Braincures raising funds to take-on AI drug discovery for Alzheimer’s and other neurological diseases with data analysis and systems biology.
The treatment of neurological diseases like Alzheimer’s is an established and growing market, projected to reach $131 billion by 2025, but there are significant challenges associated with drug discovery in this field. High failure rates mean that only 10% of drugs that have a proof of mechanism make it to market (and only one in 25 for Alzheimer’s), with most of the losses caused by multiple preclinical or costly Phase 3 failures.
Longevity.Technology: AI is widely touted as a way of decreasing attrition and increasing productivity, but the deep learning steps typically required means that machine learning may not always deliver on its promise.
London-based start-up Braincures is working to address this problem by combining data analysis with proprietary molecular knowledge to deliver drug candidates that the company claims will have improved the chance of success six-fold over existing success rates.
Braincures was founded in 2017 by Dr Krzysztof Potempa, a biochemist turned neuroscientist, who has been decoding biology from data for more than 10 years. We spoke to Potempa to find out more about how he sets his company apart from other AI platforms.
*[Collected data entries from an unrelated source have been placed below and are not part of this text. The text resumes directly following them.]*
PR #1007, opened 2017-07-11
Escaped single quote in string in list demo.

Jinjiang:
The single quote in the string isn't escaped which causes a JS runtime error.


chrisvfritz:
Already fixed this actually - thanks though!

PR #1016, opened 2017-07-13
Change cast for coerce word

Haeresis:
They are lot of topics about « type » in JavaScript (strong type vs. weak type, static type vs. dynamic type) etc.

I thing is a good thing if we use correct word in our JS documentation. We do not use « casting » in JavaScript but « coercion ».

So I propose to use the « coerce » word in replacement of « cast » word but I don't know if is a correct english word.

— « In computer science, type conversion, type casting, and type coercion are different ways of changing an entity of one data type into another. » JavaScript use coercion, not casting : https://en.wikipedia.org/wiki/Type_conversion

### DIFF
--- a/src/v2/api/index.md
+++ b/src/v2/api/index.md
@@ -1888,7 +1888,7 @@ All lifecycle hooks automatically have their `this` context bound to the instanc
 
 - **Modifiers:**
   - [`.lazy`](../guide/forms.html#lazy) - listen to `change` events instead of `input`
-  - [`.number`](../guide/forms.html#number) - cast input string to numbers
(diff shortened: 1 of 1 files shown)


chrisvfritz:
In this particular case, I believe cast would be correct. My understanding is that type casting is _explicit_, while coercion is _implicit_. So for example, `1 == '1'` is coercion, because it's happening automatically, but `1 === Number('1')` is casting, because we're explicitly converting `'1'` into a number. 

In this case, Vue's API uses an explicit casting with `.number`. Does that make sense?

Haeresis:
Indeed, that's make sense. Thx for your explaination, I share the same thoughs.

PR #1021, opened 2017-07-14
Update team.md

IsraelOrtuno:


src/v2/guide/team.md
```diff
@@ -704,6 +705,21 @@ order: 31
       ]
     },
     {
+      name: 'Israel Ortuño',
+      title: 'Vue Promoter and VueJobs Guy',
```
nickmessing: Maybe something like "The supreme leader of VueJobsLand"? That's kinda supposed to be funny, it'll be just an easter egg hidden by default.

src/v2/guide/team.md
```diff
@@ -704,6 +705,21 @@ order: 31
       ]
     },
     {
+      name: 'Israel Ortuño',
+      title: 'VueJobs buccaneer',
```
IsraelOrtuno: @nickmessing that may sound better ;)

PR #523, opened 2026-05-29
fix(reader): UDT field decoding for generic frozen<udt>

### LINKED ISSUE #502: Reader: UDT field decoding for generic frozen<udt> type strings
## Context

Surfaced during Phase 2 type coverage work (#470, PR #489).

The reader cannot decode UDT field values when the column's type string is the generic `frozen<udt>` (no concrete UDT type name). The inner UDT bytes are written correctly but read back as `Value::Frozen(Box::new(Value::Null))` because the reader has no way to map the generic string to field names and types.

## Affected test

`cqlite-core/tests/write_read_roundtrip/type_coverage.rs::test_type_frozen_udt` — currently accepts `Frozen(Null)` alongside fully-decoded values. Should assert exact equality once decoding lands.

## Done when

- Reader resolves UDT type names through a registry (or schema attachment) and decodes fields by name+type.
- `test_type_frozen_udt` tightens to `assert!(col_value == original || col_value == inner_udt)` (no `Frozen(Null)` arm).

pmcfadin:
## Summary

- Closes #502
- Extends the `frozen<>` branch in `parse_cell_value_schema_order` to resolve the inner type name via the UDT registry before falling through to the generic blob/tuple path.
- Adds `read_back_column_with_udt_registry` test helper that injects a pre-populated `UdtRegistry` into the `SSTableManager` via `SchemaRegistry`.
- Tightens `test_type_frozen_udt`: the `Frozen(Null)` acceptance arm is removed and the test asserts exact equality with the original decoded value.

## Root Cause

`parse_cell_value_schema_order` handled `frozen<X>` columns via three branches:
1. `list<>`, `set<>`, `map<>` — frozen collection parsers
2. Full marshal format `org.apache.cassandra.db.marshal.UserType(...)` — `parse_udt_type_definition`
3. Everything else — delegate to `parse_cell_value_schema_order` with the inner type string

When the column type is `frozen<person>`, `inner_type` is `"person"` — not a collection and not a marshal-format UserType — so it fell into branch 3. That delegated back to the same function with `data_type = "person"`, which matched no known type and fell to the blob/`Value::Null` handler, producing `Frozen(Null)`.

## How Type Resolution Works

A new `else if` arm is inserted between the marshal-format UDT check and the catch-all else:

```rust
} else if let Some(udt_def) = self
    .udt_registry
    .as_ref()
    .and_then(|reg| reg.get_udt(&self.keyspace, &inner_type).cloned())
{
    // Read VUInt-prefixed blob length (same framing as tuple and marshal-format UDT cells)
    // then delegate to parse_udt_value with the registry-supplied UdtTypeDef.
```

The `UdtRegistry` on the parser is populated before the scan via `SchemaRegistry`. The test creates a `UdtRegistry` with the "person" type definition, registers it into a `SchemaRegistry`, and passes that to `SSTableManager::new`. The existing `load_existing_sstables` path then calls `reader.set_udt_registry(...)` before wrapping the reader in `Arc`.

The column type string in the schema was changed from the unresolvable `frozen<udt>` to the concrete `frozen<person>` — a name that can be looked up in the registry. The bare `frozen<udt>` string was inherently undecodable: the UDT bytes contain only field values (not names or type tags), so without a registry entry there is no authoritative source of field metadata.

## Test Plan

- [x] `cargo fmt --all -- --check` passes
- [x] `RUSTFLAGS="-D warnings" cargo clippy --workspace --all-targets --all-features` passes (0 warnings)
- [x] `cargo test --package cqlite-core --features cli-helpers` — 1399 passed, 34 ignored
- [x] `cargo test --package cqlite-core --features write-support,state_machine` — 1535 passed (pre-existing `test_clustering_key_ord_type_mismatch_panics` failure unrelated to this change)
- [x] `bash test-data/scripts/smoke-test-all-tables.sh` — 33/33 tables PASS
- [x] `test_type_frozen_udt` passes and no longer accepts `Frozen(Null)`

### DIFF
--- a/cqlite-core/src/storage/sstable/reader/parsing/v5_compressed_legacy.rs
+++ b/cqlite-core/src/storage/sstable/reader/parsing/v5_compressed_legacy.rs
@@ -2579,6 +2579,55 @@ impl V5CompressedLegacyParser {
                     offset += blob_len;
 
                     (udt_value, offset)
+                } else if let Some(udt_def) = self
+                    .udt_registry
+                    .as_ref()
+                    .and_then(|reg| reg.get_udt(&self.keyspace, &inner_type).cloned())
+                {
+                    // frozen<short_udt_name>: look up the concrete UDT definition in the
+                    // registry (Issue #502).  This handles type strings like
+                    // `frozen<person>` where "person" is a registered UDT rather than a
+                    // collection or a full marshal-format UserType string.
+                    log::debug!(
+                        "V5CompressedLegacy: Resolving frozen UDT '{}' via registry for column '{}'",
+                        inner_type,
+                        column.name,
+                    );
+
+                    // Read VUInt-prefixed blob length (same framing as tuple and
+                    // marshal-format UDT cells).
+                    let (remaining, blob_len_raw) = parse_vuint(&data[offset..]).map_err(|e| {
+                        Error::corruption(format!(
+                            "Frozen UDT '{}' (column '{}'): failed to parse blob length: {:?}",
+                            inner_type, column.name, e
+                        ))
+                    })?;
+                    if blob_len_raw > MAX_CELL_VALUE_LENGTH {
+                        return Err(Error::corruption(format!(
+                            "Frozen UDT '{}' (column '{}'): blob_len {} exceeds maximum {}",
+                            inner_type, column.name, blob_len_raw, MAX_CELL_VALUE_LENGTH
+                        )));
+                    }
+                    let blob_len = blob_len_raw as usize;
+                    let len_bytes_consumed = data[offset..].len() - remaining.len();
+                    offset += len_bytes_consumed;
+
+                    if offset + blob_len > data.len() {
+                        return Err(Error::corruption(format!(
+                            "Frozen UDT '{}' (column '{}'): need {} bytes but only {} available",
+                            inner_type,
+                            column.name,
+                            blob_len,
+                            data.len() - offset
+                        )));
+                    }
+
+                    let udt_data = &data[offset..offset + blob_len];
+                    let (udt_value, _) =
+                        self.parse_udt_value(udt_data, 0, &udt_def, column, _reader)?;
+                    offset += blob_len;
+
+                    (udt_value, offset)
                 } else {
                     // Non-collection frozen type (e.g., frozen<tuple<...>>)
                     let mut inner_column = column.clone();
--- a/cqlite-core/src/storage/sstable/reader/parsing/v5_compressed_legacy.rs
+++ b/cqlite-core/src/storage/sstable/reader/parsing/v5_compressed_legacy.rs
@@ -2553,13 +2553,19 @@ impl V5CompressedLegacyParser {
                     let udt_def = Self::parse_udt_type_definition(&column.data_type)?;
 
                     // First read the VInt-prefixed blob length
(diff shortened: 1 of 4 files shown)


pmcfadin:
## Review address — commit d1a8007

### Item 1 — MAX_CELL_VALUE_LENGTH guard in marshal-format arm (MUST FIX)

**File**: `cqlite-core/src/storage/sstable/reader/parsing/v5_compressed_legacy.rs`  
**Change** (~line 2555–2568 after edit): renamed `blob_len` to `blob_len_raw`, inserted the identical guard block that the registry arm already had, then cast to `usize` only after the check passes. The two arms are now symmetric.

```rust
// before
let (remaining, blob_len) = parse_vuint(...)?;
let blob_len = blob_len as usize;

// after
let (remaining, blob_len_raw) = parse_vuint(...)?;
if blob_len_raw > MAX_CELL_VALUE_LENGTH {
    return Err(Error::corruption(format!(
        "Frozen UDT '{}': blob_len {} exceeds maximum {}",
        column.name, blob_len_raw, MAX_CELL_VALUE_LENGTH
    )));
}
let blob_len = blob_len_raw as usize;
```

No helper extracted — minimal change as requested.

---

### Item 2 — Error on unregistered frozen UDT bare identifier (SHOULD FIX)

**File**: same, `else` branch of the `frozen<>` arm (~line 2637–2688 after edit).

**How I distinguished bare UDT identifiers from legitimate fall-throughs**:

The `else` branch is reached when `inner_type` is not a `list<`, `set<`, or `map<` collection, is not a marshal-format UDT (`is_udt_type`), and is not in the UDT registry. Before recursing, I test two conditions:

1. `inner_type.contains('<')` — any container or tuple (`tuple<...>`, nested `frozen<...>`) has an angle bracket. True → recurse normally.
2. `KNOWN_PRIMITIVES.contains(&inner_type.as_str())` — a compile-time `const` slice of all 20 CQL scalar names. True → recurse normally.

If both are false the identifier is a bare word that matches no known type — an unregistered UDT name — and we return:

```rust
Err(Error::schema(format!(
    "frozen<{inner}>: UDT '{inner}' not found in registry for keyspace '{}'; \
     register it before reading",
    self.keyspace, inner = inner_type,
)))
```

**Test impact**: No existing test relied on the silent-Blob fallback for this code path. The test `test_legacy_format_allows_blob_fallback_with_feature` (skipped per instructions) tests a different code path (`parse_value_from_raw_bytes` `other =>` arm, not the `frozen<>` arm). All 1399 non-skipped tests pass without modification, including `test_regression_481_list_frozen_udt_parses_as_udt_not_blob` and all frozen/UDT tests.

---

### Item 3 — Doc update (DOC FIX)

**File**: `docs/write-support-limitations.md`  
Replaced the "may be affected" placeholder with a description of the new behaviour: `frozen<NAME>` is resolved via the UDT registry, UDT registration is required, and the actionable error message is shown. The "resolved in v0.9.1" note makes the fix discoverable.

---

### Local checklist

| Check | Result |
|---|---|
| `cargo fmt --all` | Clean |
| `cargo fmt --all -- --check` | Pass |
| `RUSTFLAGS="-D warnings" cargo clippy --workspace --all-targets --all-features` | 0 warnings / errors |
| `cargo test --package cqlite-core --features cli-helpers -- --skip test_legacy_format_allows_blob_fallback_with_feature` | **1399 passed, 34 ignored** |
| `smoke-test-all-tables.sh` | **33/33 PASS** |

Issue #552, opened 2026-05-30
write-support test targets are red on main and not in CI (write_read_roundtrip + 2 lib tests)


pmcfadin:
## Summary

Several `write-support`-gated test targets are **failing on `main`** and have been rotting silently because CI and the standard pre-push checklist scope to `--features cli-helpers` (and `cqlite-cli --test unit_tests`), which does **not** compile or run these `--features write-support` tests. They were surfaced during the v0.9.2 release work (#533/#492) and verified to fail identically on baseline `main` (i.e. pre-existing, not caused by those PRs).

This is the same class of gap that #514 fixed for the root-package integration tests: a test target that isn't in the CI matrix drifts red without anyone noticing.

## Failing tests (on `main`, `cargo test -p cqlite-core --features write-support`)

`--test write_read_roundtrip` — **9 failed / 116 passed** (verified directly on `main`):
- `data_multi::test_data_mixed_partition_sizes`
- `data_multi::test_data_cross_component_validation`
- `data_multi::test_data_partitions_token_order`
- `data_multi::test_data_many_partitions`
- `index::test_index_partition_key_digest`
- `index::test_index_roundtrip_large_offsets`
- `index::test_index_roundtrip_multiple_partitions`
- `index::test_index_roundtrip_via_write_engine`
- `summary::test_summary_offset_tracking_with_index`

`--lib` (write-support cfg):
- `storage::sstable::writer::data_writer::tests::test_row_ttl_uses_row_ttl_cell_flags` — fails deterministically on `main` (verified; the inline comment suggests it was assumed wall-clock-flaky, but it fails 3/3).
- `storage::write_engine::mutation` `test_clustering_key_ord_type_mismatch_panics` — reported failing by the #492 implementer (panic-expectation test); confirm.

## Why it matters

- These targets exercise the write/compaction **index offset, token ordering, and cross-component (Data/Index/Summary) correctness** — exactly the surface area touched by M5 write support and v0.9.2 (#492 streaming writer, #505/#533 compaction). A real regression here would be invisible to current CI.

“The science behind our technology took over a decade of efforts in both academic and pharma settings,” he says, highlighting several years of work at Danish neuroscience company Lundbeck, and with distinguished scientist Professor Jacques Mallet at the French National Centre for Scientific Research. So what has the company developed and why doesn’t Potempa call it AI?
“It seems like there’s 10 new AI companies every month, right?” he says. “Well, I say we are an enabler of AI – we enable AI to actually do what it’s promising to do. To impact drug discovery, AI needs to be powered by biology, and that’s why we call it BI – biological intelligence.”

The company has developed the Braincures Discovery Engine, which was built using experimental data that allows the molecular map behind brain function to be deciphered.
“We then performed further systems biology driven efforts to decipher proprietary target rules that interlink and hierarchize genes implicated in brain function into a molecular corporation comprised of different targets,” says Potempa. “Compounds that modulate certain targets have biomarkers for drug/patient matching and patient selection, and open new avenues for advancing the development of precision treatments.”
Braincures looked at 72 Phase 3 trials and claims that using BDE could have eliminated 60% to 100% of projects that went on to fail, saving pharma companies from losing more than $11 billion. While the company is still in its early stages, Potempa is keen to stress that the technology is “beyond beta testing” and likens Braincures’ approach to that of Berg Health, “except our focus is on neuroscience, while their focus has been mostly on cancer.”
“We’ve done and are doing some work with biotech and pharma clients, which I think in about a year or two will lead to public disclosures saying that they’ve done this or that project with Braincures and it’s been a success.”
“We’re now actively looking for partners to generate prospective validations of our technology,” he says. “We’ve done and are doing some work with biotech and pharma clients, which I think in about a year or two will lead to public disclosures saying that they’ve done this or that project with Braincures and it’s been a success.”
As with all early stage ventures, there have been some key learnings on the way.
“One thing that we should have realised much earlier is that we should have been talking more to translational academics and smaller biotech teams rather than try to sell into big pharma,” says Potempa. “The long purchase cycle and people at the top changing almost as frequently as in banking just makes it a very difficult sell.”
A key focus for Potempa is now raising capital, and the amount he’s looking for will be dependent on the strategic direction the company and its investors decide to take – as a provider of bioinformatics services, or as a virtual pharma provider.
“For the data analytics vertical, we will be asking for a half million investment with a three- to 10-fold ROI on investment within the next three years,” he says. “To execute on the virtual pharma model with CROs, that investment would probably start from two million.”
“We’re open to speaking to any type of investor that’s interested or serious about a discussion,” adds Potempa. “We’re a platform, we are more of an enabling company, we’re not possessive of having our label all over it. So a lot of deals are possible.”